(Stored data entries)
PR #2216, opened 2022-12-04
Update package.json

fbosman:
[companion-module-axis-ptz](https://github.com/bitfocus/companion-module-axis-ptz) version 2.0.0:
new autofocus commands
new feedbacks on limits and autofocus
new variables on limits and status


krocheck:
@fbosman please use the #module-development channel in slack for these requests.

Issue #2220, opened 2022-11-20
Internal: hex to dec conversion AND Internal: dec to hex conversion


joshnortheimer:
### Is this a feature relevant to companion itself, and not a module?

- [X] I believe this to be a feature for companion, not a module

### Is there an existing issue for this?

- [X] I have searched the existing issues

### Describe the feature

An internal function that coverts a customer variable's value from hex/dec and back.

### Usecases

retreiving data via http GET and storing value, but it's hex and i need dec to interact in companion. want to then modify the value and http put it back.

(Work to be completed) Write down every record shown above precisely.

(Finished exercise)
PR #2216, opened 2022-12-04
Update package.json

fbosman:
[companion-module-axis-ptz](https://github.com/bitfocus/companion-module-axis-ptz) version 2.0.0:
new autofocus commands
new feedbacks on limits and autofocus
new variables on limits and status


krocheck:
@fbosman please use the #module-development channel in slack for these requests.

Issue #2220, opened 2022-11-20
Internal: hex to dec conversion AND Internal: dec to hex conversion


joshnortheimer:
### Is this a feature relevant to companion itself, and not a module?

- [X] I believe this to be a feature for companion, not a module

### Is there an existing issue for this?

- [X] I have searched the existing issues

### Describe the feature

An internal function that coverts a customer variable's value from hex/dec and back.

### Usecases

retreiving data via http GET and storing value, but it's hex and i need dec to interact in companion. want to then modify the value and http put it back.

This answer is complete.